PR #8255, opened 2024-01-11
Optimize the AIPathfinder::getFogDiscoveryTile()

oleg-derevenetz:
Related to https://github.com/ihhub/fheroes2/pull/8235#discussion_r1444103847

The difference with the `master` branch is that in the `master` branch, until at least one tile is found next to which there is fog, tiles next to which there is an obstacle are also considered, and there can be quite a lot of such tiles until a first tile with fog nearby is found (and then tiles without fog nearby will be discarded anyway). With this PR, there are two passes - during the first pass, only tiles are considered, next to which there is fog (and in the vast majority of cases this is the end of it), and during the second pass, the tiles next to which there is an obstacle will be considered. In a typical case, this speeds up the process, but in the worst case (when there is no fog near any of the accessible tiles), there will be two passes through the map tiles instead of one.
══════════════════════════════
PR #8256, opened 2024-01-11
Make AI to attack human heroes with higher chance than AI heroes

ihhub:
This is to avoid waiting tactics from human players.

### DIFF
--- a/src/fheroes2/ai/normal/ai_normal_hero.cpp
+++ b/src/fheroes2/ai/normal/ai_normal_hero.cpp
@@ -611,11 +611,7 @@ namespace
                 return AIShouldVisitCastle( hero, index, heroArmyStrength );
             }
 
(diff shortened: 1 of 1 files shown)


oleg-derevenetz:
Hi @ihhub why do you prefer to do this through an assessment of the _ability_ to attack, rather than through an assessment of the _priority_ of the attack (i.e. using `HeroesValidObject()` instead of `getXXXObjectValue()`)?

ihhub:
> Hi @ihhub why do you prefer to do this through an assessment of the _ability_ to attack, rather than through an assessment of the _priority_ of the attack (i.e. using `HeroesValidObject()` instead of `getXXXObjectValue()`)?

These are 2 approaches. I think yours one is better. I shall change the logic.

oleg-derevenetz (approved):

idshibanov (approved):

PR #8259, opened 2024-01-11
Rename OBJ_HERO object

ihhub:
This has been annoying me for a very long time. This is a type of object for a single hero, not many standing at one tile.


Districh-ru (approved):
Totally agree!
══════════════════════════════
### INSTRUCTIONS TO FOLLOW
Throughout the material above, find every line holding "attack" and copy it.

### SOLUTION TO THIS PROBLEM
Make AI to attack human heroes with higher chance than AI heroes
Hi @ihhub why do you prefer to do this through an assessment of the _ability_ to attack, rather than through an assessment of the _priority_ of the attack (i.e. using `HeroesValidObject()` instead of `getXXXObjectValue()`)?
> Hi @ihhub why do you prefer to do this through an assessment of the _ability_ to attack, rather than through an assessment of the _priority_ of the attack (i.e. using `HeroesValidObject()` instead of `getXXXObjectValue()`)?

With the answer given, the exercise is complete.